Data extract:
- - - -
PR #168, opened 2020-12-03
Add package_name field to pip_install

eivindjahren:
Implement the repository field "pypi_package_name" to specify name of a package in pypi when installing via `pip_install`.

### DIFF
--- a/komodo/build.py
+++ b/komodo/build.py
@@ -7,9 +7,8 @@ import os
 import sys
 from distutils.dir_util import mkpath
 
-import komodo
-
-from .shell import pushd, shell
+from komodo.package_version import strip_version
+from komodo.shell import pushd, shell
 
 flatten = itr.chain.from_iterable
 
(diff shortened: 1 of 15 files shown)


komodo/build.py
```diff
@@ -115,17 +115,31 @@ def rsync(pkg, ver, pkgpath, data, prefix, *args, **kwargs):
...
+        "--prefix {}".format(prefix),
+        "--no-index",
+        "--no-deps",
+        "--ignore-installed",
+        "--cache-dir {}".format(dlprefix),
+        "--find-links {}".format(dlprefix),
+        kwargs.get("makeopts", ""),
     ]
 
     print('Installing {} ({}) from pip'.format(pkg, ver))
```
jondequinor, line 145:
```suggestion
    print('Installing {} ({}) from pip'.format(package_name, ver))
```

komodo/build.py
```diff
@@ -115,17 +115,31 @@ def rsync(pkg, ver, pkgpath, data, prefix, *args, **kwargs):
...
-           kwargs.get('makeopts', ''),
+def pip_install(
+    pkg,
+    ver,
+    pkgpath,
+    data,
+    prefix,
+    dlprefix,
+    pip="pip",
+    package_name=None,
```
jondequinor, line 126: For `pip`, `pkg == package_name`, so drop this? Use `pkg` from this point on.

komodo/build.py
```diff
@@ -162,58 +176,79 @@ def make(pkgfile, repofile, data,
...
+        "noop": noop,
+    }
 
     for pkg, path in zip(pkgorder, pkgpaths):
         ver = pkgs[pkg]
         current = repo[pkg][ver]
-        make = current['make']
+        make = current["make"]
         pkgpath = os.path.abspath(path)
+        package_name = pkgs.get("package_name", None)
```
jondequinor, line 228: I think we should only support `package_name` for `source: pypi`, so do an assertion here.

Basically, if `package_name`, the `source` must be `pypi`.

jondequinor (commented):
There's a second install of all pip packages at the bottom of `cli.py`. You need to fix this there as well.

komodo/build.py
eivindjahren: This has now been changed

komodo/build.py
eivindjahren: Added

jondequinor:
Could you add a unit test for this? We have some testing in place already, so should be easy to extend.

jondequinor (approved):
Good stuff, thank you!

jondequinor (approved):
🥳

PR #172, opened 2020-12-07
Migrate CI to Github Actions

sondreso:


jondequinor:
In what state is this PR, @sondreso ?

sondreso:
I was trying to get rid of the use of anaconda, but realized that was very difficult. Feel free to hijack this PR or close it and start over again if you want this to be merged within this week :smile:

dotfloat:
The entire point of using anaconda is to test that `komodo` will be able to create a release for a different Python version. Doesn't using the built-in Python defeat this purpose?

.github/workflows/test.yml
```diff
@@ -44,7 +44,8 @@ jobs:
 
     - name: Full integration test
       run: |
-        ./runkmd.sh ci/travis/${RELEASE} ci/travis/repository.yml --workspace /tmp/kmd-ws --cache /tmp/kmd-cache --prefix /tmp/pfx --release travis --locations-config $(realpath ci/travis/locations.yml) --renamer rename.ul --pip boot/bintools/pip
+        which pip
+        ./runkmd.sh ci/travis/${RELEASE} ci/travis/repository.yml --workspace /tmp/kmd-ws --cache /tmp/kmd-cache --prefix /tmp/pfx --release travis --locations-config $(realpath ci/travis/locations.yml) --renamer rename.ul --pip $(which pip)
```
dotfloat, line 48: This is very incorrect! The `pip` here comes from the Python environment `kmd` runs in. Not the target Python environment. Remove `--pip $(which pip)` since it defaults to `pip` in the code, and will find the `boot/bintools/pip` instead as it should.

jondequinor: I am still investigating, hold your horse. But default `pip` here failed, so there's something wrong with the environment.

dotfloat: Ok. I'll hold on to my horse for the time being.

jondequinor:
> The entire point of using anaconda is to test that `komodo` will be able to create a release for a different Python version. Doesn't using the built-in Python defeat this purpose?

Isn't this a part of a matrix with three separate python versions? Different than what?

jondequinor:
> > The entire point of using anaconda is to test that `komodo` will be able to create a release for a different Python version. Doesn't using the built-in Python defeat this purpose?
> 
> Isn't this a part of a matrix with three separate python versions? Different than what?

Also, I consider komodo the thing that should be tested.

dotfloat:
There was once a time where in order to make a 2.7-compatible komodo release, komodo itself also had to be 2.7-compatible. Thus the Travis test built a Python 2.7 and 3.7 komodo release using a 3.6-compatible komodo.

There's currently 3 different environments that the build process juggles:
* **komodo**'s, which can be whatever Python version we choose to write `kmd` in
* **build**, which contains build tools needed to build the komodo release, such as `pip` or `cmake`
* **target**, which is the one that gets deployed as a komodo release

In particular it's important to note that while **build** and **target**'s Python versions need to be kept in sync (wholly due to `pip`), this restriction doesn't get applied to the **komodo** environment, which only houses `kmd` and friends. `bootstrap.sh` resolves this for you so that you don't need to think about it.

That said, this PR looks fine. We should consider installing a newer system Python, however, in order to test that komodo is capable of building any version, not just 3.6.

dotfloat (approved):

PR #176, opened 2020-12-17
Add AGPLv3 license file

dotfloat:


markusdregi:
May I ask what the rationale for choosing AGPL vs for instance GPL is? :)

dotfloat:
Make it as strict as possible while keeping it FOSS.

markusdregi:
In case someone wants to provide Komodo built distributions as a service in a closed-source tool ;)

However, I don't mind using AGPL as the default in a AGPL vs GPL discussion as it does really close some of the oddities with respect to GPL in these modern times...

markusdregi (approved):

Issue #181, opened 2021-01-07
Double Komodo release in csh prompt


markusdregi:
When sourcing `komodo/stable` in a cshell I get the following prompt:

> [2020.11.00-py36] [2020.11.00-py36-rhel7] [mfane@rgsnode ~] $

while in bash I get

> (2020.11.00-py36) [mfane@rgsnode ~] $

Should we unify?

dotfloat:
This is a bug, yes. I have provided a fix but unsure if it fixes stuff. It also seems odd to me that we are setting `KOMODO_RELEASE` at all in the `generic` -> `rhel7` redirect enable script...

PR #182, opened 2021-01-07
csh: Use $_PRE_KOMODO_PS1 instead of $prompt

dotfloat:
Using $prompt here causes the komodo release version to double up in the user's
PS1. The bash version of this uses $_PRE_KOMODO_PS1 and so should the csh
version.

Resolves: #181


markusdregi:
Looks like a good approach 👍 Tests are failing though...

PR #191, opened 2021-02-18
Add vulnerability checking with Snyk

sondreso:
Add security checking for komodo releases using Snyk.

### DIFF
--- a/komodo/snyk_reporting.py
+++ b/komodo/snyk_reporting.py
@@ -1,0 +1,178 @@
+import argparse
+import html
+import os
+import sys
+from typing import Any, Dict, List
+
+if sys.version_info >= (3, 7):
+    from snyk import SnykClient
+    from snyk.managers import OrganizationManager
+    from snyk.models import Vulnerability
+else:
+    OrganizationManager = Any
+    Vulnerability = Any
+
+from komodo.yaml_file_type import ReleaseDir, ReleaseFile, YamlFile
+
+_CONSOLE_VULNERABILITY_FORMAT = """\t{id}
+\t\tPackage: {package}
+\t\tVersion: {version}
+\t\tTitle: {title}
+\t\tURL: {url}
+\t\tIdentifiers: {identifiers}
+\t\tSeverity: {severity}
+"""
+
+_GITHUB_VULNERABILITY_FORMAT = (
+    "| {id} | {package} | {version} | {title} | {url} | {identifiers} | {severity} |\n"
+)
+
+
+def main() -> None:
+    api_token = os.getenv("SNYK_API_TOKEN")
+    args = parse_args(sys.argv[1:])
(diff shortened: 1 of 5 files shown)


sondreso:
pysnyk does not exist for python 3.6 🙁

komodo/snyk_reporting.py
```diff
@@ -0,0 +1,158 @@
...
+        releases=releases, repository=args.repo, org=org
+    )
+
+    if args.format_github:
+        print(format_github(vulnerabilities=vulnerabilities))
+    else:
+        print(format_console(vulnerabilities=vulnerabilities))
+
+
+if __name__ == "__main__":
```
markusdregi, line 157: Is this necessary when it is installed as a console script?

markusdregi (commented):
The code looks really neat 👏 A test would not be bad ;)

komodo/snyk_reporting.py
sondreso: No, but it eases testing slightly since you can run it in your IDE without installing. Also did it since it seems to be convention in these files, but nothing against removing it.

markusdregi: No problem 👍 Feel free to keep it...

frode-aarstad:
Looks good. Perhaps add a test for the actual Snyk API key if that is not done elsewhere

sondreso:
Good point! Think a had a test for that at some point, but it must have been lost in some refactor 😅  Will add that again!

tests/test_snyk_reporting.py
```diff
@@ -0,0 +1,129 @@
...
+    return result_mock
+
+
+@above_py37
+def test_no_api_token():
+    with pytest.raises(
+        ValueError,
+        match=r"No api token given, please set the environment variable SNYK_API_TOKEN.",
+    ):
+        vulnerabilities = snyk_main(
```
mortalisk, line 49: vulnerabilities is unused

tests/test_snyk_reporting.py
```diff
@@ -0,0 +1,129 @@
...
+            releases={}, repository={}, api_token=None, org_id="some_org_id"
+        )
+
+
+@pytest.mark.skipif(sys.version_info >= (3, 7), reason="requires Python < 3.7")
+def test_python36():
+    with pytest.raises(RuntimeError):
+        vulnerabilities = snyk_main(
```
mortalisk, line 57: vulnerabilities is unused

frode-aarstad (approved):

mortalisk (approved):
LGTMAF

tests/test_snyk_reporting.py
sondreso: I know, but I left it as this because you could easily see the interface from the tests 🙂

mortalisk: Makes sense

PR #195, opened 2021-02-25
Use package alias to get version for release doc

jondequinor:


markusdregi (approved):
Looks good according to my wits 🤷

PR #198, opened 2021-05-12
Add script for copying upgrade-proposals to a release

mortalisk:


jondequinor (commented):
If we run this on jenkins, do we need to do the git work (adding the changes, creating the commit, creating the PR) in the job directly?

I'm comparing it to https://github.com/equinor/komodo/blob/master/komodo/symlink/suggester/cli.py where the git work is done in the script itself.

mortalisk:
If you run it on Jenkins, nothing special will happen. It will not do any git anything for anyone, no matter where it might be run.

I suggest we create small tools that can build on each other. So perhaps another script can do the git things? Perhaps we can generalize the concept of, run this script, then propose a PR of the results?

jondequinor:
I see little value of such a script outside automation. I'd much rather just have the PR. But maybe recent RMs can chime in? @frode-aarstad

frode-aarstad:
The automatic creation of a PR like Jonas describes is very good improvement. 

Its not much work creating the PR manually but being able to approve the PR as release manager saves some time.

komodo/insert_proposals.py
```diff
@@ -0,0 +1,193 @@
...
+
+    pr_msg = f""":robot: Release {target} created by script
+---
+### Description
+- New Release: `{target}`
+- Based on: `{base}`
+- When: `{datetime.now()}`
+
+### Diff
+diff {base_file} {target_file}:
```
frode-aarstad, line 132: Perhaps move this into the formatted block and add $ diff

komodo/insert_proposals.py
```diff
@@ -0,0 +1,193 @@
...
+        branch=tmp_target,
+    )
+
+    # making PR
+    base_content = repo.get_contents(base_file, ref=args.git_ref)
+    diff = diff_file_and_string(
+        b64decode(base_content.content).decode(), result, base, target
+    )
+
+    pr_msg = f""":robot: Release {target} created by script
```
frode-aarstad, line 124: Perhaps remove "created by script" redundant since :robot:

frode-aarstad (approved):

PR #210, opened 2021-07-01
Use python 3 for creating venv for suggest-symlink

mortalisk:


markusdregi (approved):
This is a good idea! 😱

mortalisk:
> This is a good idea! 😱

Python 2.7 came up with it, and gave a big fat warning already.

markusdregi:
Good advice though ;)

PR #663, opened 2024-07-24
feat: add Indicator chart in ChartRender

gca-axelor:
RM#80402


gca-axelor:
http://82542-preview.cloud-sw1.axelor.io/#/ds/menu.admin.app.management/cards

for test

PR #664, opened 2024-07-25
feat: add default interval on period Input

gca-axelor:
RM#80473

### DIFF
--- a/changelogs/unreleased/80473.json
+++ b/changelogs/unreleased/80473.json
@@ -1,5 +1,5 @@
 {
-  "title": "PeriodInput: add interval in between start and end dates with possibility to define a default one in hours with props",
+  "title": "PeriodInput: add interval between start and end dates with possibility to define a default one in hours with props",
   "type": "feat",
   "packages": "core"
 }
--- a/changelogs/unreleased/80473.json
+++ b/changelogs/unreleased/80473.json
@@ -1,0 +1,5 @@
+{
+  "title": "PeriodInput: add defaultInterval to set a default interval between start and end dates",
+  "type": "feat",
+  "packages": "core"
+}
--- a/changelogs/unreleased/80473.json
+++ b/changelogs/unreleased/80473.json
@@ -1,5 +1,5 @@
 {
-  "title": "PeriodInput: add defaultInterval to set a default interval between start and end dates",
+  "title": "PeriodInput: add interval in between start and end dates with possibility to define a default one in hours with props",
   "type": "feat",
   "packages": "core"
 }
--- a/packages/core/src/components/templates/PeriodInput/PeriodInput.tsx
+++ b/packages/core/src/components/templates/PeriodInput/PeriodInput.tsx
@@ -50,7 +50,7 @@ const PeriodInput = ({
   showTitle = true,
   horizontal = true,
   style,
-  defaultInterval,
+  defaultInterval = null,
 }: PeriodInputProps) => {
   const I18n = useTranslator();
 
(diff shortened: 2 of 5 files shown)


packages/core/src/components/templates/PeriodInput/PeriodInput.tsx
```diff
@@ -90,24 +136,22 @@ const PeriodInput = ({
           nullable
           popup={horizontal}
           defaultDate={date}
-          onDateChange={_date => {
-            setDate(_date);
-            dateConfig.onDateChange(_date);
-          }}
+          onDateChange={_date => handleDateChange(mode, _date)}
```
vhu-axelor, line 139: Props mode is use to define isStartDate, instead directly send isStartDate

packages/core/src/components/templates/PeriodInput/PeriodInput.tsx
```diff
@@ -49,12 +50,16 @@ const PeriodInput = ({
...
   style,
+  defaultInterval = null,
 }: PeriodInputProps) => {
   const I18n = useTranslator();
 
   const [startDate, setStartDate] = useState(startDateConfig.date);
   const [endDate, setEndDate] = useState(endDateConfig.date);
   const [isPeriodError, setIsPeriodError] = useState(false);
+  const [interval, setInterval] = useState(
+    defaultInterval !== null ? defaultInterval * 60 * 60 * 1000 : null,
```
vhu-axelor, line 61: Define a global const to transform hours to ms

packages/core/src/components/templates/PeriodInput/PeriodInput.tsx
```diff
@@ -41,6 +41,7 @@ interface PeriodInputProps {
   showTitle?: boolean;
   horizontal?: boolean;
   style?: any;
+  defaultInterval?: number;
```
vhu-axelor, line 44: Maybe add "hours" to props name to make it clearer

changelogs/unreleased/80473.json
```diff
@@ -0,0 +1,5 @@
+{
+  "title": "PeriodInput: add defaultInterval to set a default interval between start and end dates",
```
vhu-axelor, line 2: "PeriodInput: add interval in between start and end dates with possibility to define a default one in hours with props"

vhu-axelor (commented):
When the component receives only one date and the default interval, the second date should be update

packages/core/src/components/templates/PeriodInput/PeriodInput.tsx
```diff
@@ -64,6 +73,16 @@ const PeriodInput = ({
...
   }, [endDateConfig.date]);
 
+  useEffect(() => {
+    if (interval) {
+      if (startDate && !endDate) {
+        setEndDate(new Date(startDate.getTime() + interval));
+      } else if (endDate && !startDate) {
+        setStartDate(new Date(endDate.getTime() - interval));
+      }
+    }
```
lme-axelor, line 83: By doing this this way, the value outside is not updated. You are only updating the visual part but endDate is still empty where the component is used.

packages/core/src/components/templates/PeriodInput/PeriodInput.tsx
```diff
@@ -23,6 +23,8 @@ import {DateInput} from '../../organisms';
 import {getEndOfDay, getStartOfDay} from '../../../utils';
 import {useTranslator} from '../../../i18n';
 
+const hoursToMilliseconds = (hours: number) => hours * 60 * 60 * 1000;
```
lme-axelor, line 26: Maybe we can move this to the time utils file in root utils folder as it is not linked to the component

vhu-axelor (approved):

PR #690, opened 2024-08-28
fix: refresh issue

gca-axelor:
RM#83382

### DIFF
--- a/packages/apps/project/src/components/templates/ActivityListView/ActivityListView.tsx
+++ b/packages/apps/project/src/components/templates/ActivityListView/ActivityListView.tsx
@@ -83,7 +83,7 @@ const ActivityListView = () => {
 
   useEffect(() => {
     if (project?.id) {
-      fetchActivityData(startDate);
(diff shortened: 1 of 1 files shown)


packages/apps/project/src/components/templates/ActivityListView/ActivityListView.tsx
```diff
@@ -94,13 +96,10 @@ const ActivityListView = () => {
...
-    setStartDate(() => {
-      const newDate = new Date();
-      newDate.setDate(newDate.getDate() + 1);
-      return newDate;
-    });
-    setDataList([]);
-    fetchActivityData(new Date()).finally(() => setRefreshing(false));
+    const newDate = new Date();
+    newDate.setDate(newDate.getDate() + 1);
+    setStartDate(newDate);
```
vhu-axelor, line 101: As you set startDate here, it trigger the useEffect which call fetchActivityData without reset at true so the refresh issue is still here

PR #702, opened 2024-09-12
feat: improve project dates display

gca-axelor:
RM#84018

sorry misktake about branch name

### DIFF
--- a/packages/apps/project/src/components/atoms/DatesDisplay/DatesDisplay.tsx
+++ b/packages/apps/project/src/components/atoms/DatesDisplay/DatesDisplay.tsx
@@ -16,10 +16,15 @@
  * along with this program.  If not, see <http://www.gnu.org/licenses/>.
  */
 
-import React from 'react';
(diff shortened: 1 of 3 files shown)


packages/apps/project/src/components/atoms/DatesDisplay/DatesDisplay.tsx
```diff
@@ -28,16 +28,24 @@ const DatesDisplay = ({
...
 }) => {
+  const I18n = useTranslator();
+
   return (
     <View style={styles.dateContainer}>
-      <DateDisplay date={fromDate} />
+      <View style={styles.dateWrapper}>
+        <Text>{I18n.t('Project_StartedOn')}</Text>
+        <DateDisplay date={fromDate} />
+      </View>
```
lme-axelor, line 38: Create render callback as the structure is the same for both. 
Add a type in args to choose between from and to dates or ask for title and value.

If value is null, it should not render anything
Also center vertically date and title

PR #735, opened 2024-10-01
feat: add reporting view depends on mobileSettings config

gca-axelor:
RM#84017

### DIFF
--- a/packages/apps/project/src/components/pages/ReportingView/ReportingView.tsx
+++ b/packages/apps/project/src/components/pages/ReportingView/ReportingView.tsx
@@ -22,19 +22,16 @@ import {useSelector, useTranslator} from '@axelor/aos-mobile-core';
 import {HeaderContainer, ToggleSwitch} from '@axelor/aos-mobile-ui';
 import {ProjectHeader} from '../../molecules';
 import {ActivityListView, ReportingDetailsView} from '../../templates';
-import {getReportingConfiguration, ReportingType} from '../../../utils';
+import {ReportingType} from '../../../types';
+import {useReportingConfiguration} from '../../../hooks/use-reporting-configuration';
 
 const ReportingView = () => {
   const I18n = useTranslator();
 
   const {project} = useSelector((state: any) => state.project_project);
-  const {mobileSettings} = useSelector((state: any) => state.appConfig);
 
-  const allowedReportingTypes = mobileSettings?.reportingTypesToDisplay || [];
-  const {isNoneOnly, showActivities, showReporting} = getReportingConfiguration(
-    allowedReportingTypes,
-    project,
-  );
+  const {isNoneOnly, showActivities, showReporting} =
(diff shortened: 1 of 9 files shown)


packages/apps/project/src/utils/reportingUtils.ts
vhu-axelor, line 1: Don't hard code reporting types, use a type file instead

vhu-axelor (approved):

packages/apps/project/src/utils/reportingUtils.ts
```diff
@@ -0,0 +1,42 @@
...
+    allowedReportingTypes.includes(ReportingType.indicator) &&
+    project?.isBusinessProject;
+
+  return {
+    isNoneOnly,
+    showActivities,
+    showReporting,
+    showReportingOrActivities: showActivities || showReporting,
+  };
+};
```
lme-axelor, line 42: Create hook instead of utils function. You will be able to access mobileSettings with useSelector and return useMemo values.

packages/apps/project/src/utils/reportingUtils.ts
```diff
@@ -0,0 +1,42 @@
...
+  );
+  const showReporting =
+    allowedReportingTypes.includes(ReportingType.indicator) &&
+    project?.isBusinessProject;
+
+  return {
+    isNoneOnly,
+    showActivities,
+    showReporting,
+    showReportingOrActivities: showActivities || showReporting,
```
lme-axelor, line 40: isNoneOnly and showReportingOrActivities is a bit redundant. 
Maybe you could first evaluate showActivities and showIndicators and return a noReporting value with `!showActivities && !noReporting`.

If configuration is defined on none, the API will return 'indicators' and 'activities' values, so I think it is not necessary to check none value.

packages/apps/project/src/components/pages/ReportingView/ReportingView.tsx
```diff
@@ -48,26 +57,26 @@ const ReportingView = () => {
         fixedItems={
           <>
             <ProjectHeader />
-            {project?.isBusinessProject && (
+            {project?.isBusinessProject && showReporting && showActivities && (
```
lme-axelor, line 60: As business project is already checked in hook function, you can only check showReporting && showActivities

packages/apps/project/src/components/pages/ReportingView/ReportingView.tsx
```diff
@@ -48,26 +57,26 @@ const ReportingView = () => {
...
               />
             )}
           </>
         }
       />
-      {mode === modes.activities ? (
+      {mode === ReportingType.activities && showActivities ? (
         <ActivityListView />
       ) : (
-        <ReportingDetailsView />
```
lme-axelor, line 70: Only check current mode as you create a useEffect to switch mode depending on configuration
- - - -
Required work: Read each line of the material, and wherever the word "atoms" turns up, copy that line.

Solution for this task:
--- a/packages/apps/project/src/components/atoms/DatesDisplay/DatesDisplay.tsx
+++ b/packages/apps/project/src/components/atoms/DatesDisplay/DatesDisplay.tsx
packages/apps/project/src/components/atoms/DatesDisplay/DatesDisplay.tsx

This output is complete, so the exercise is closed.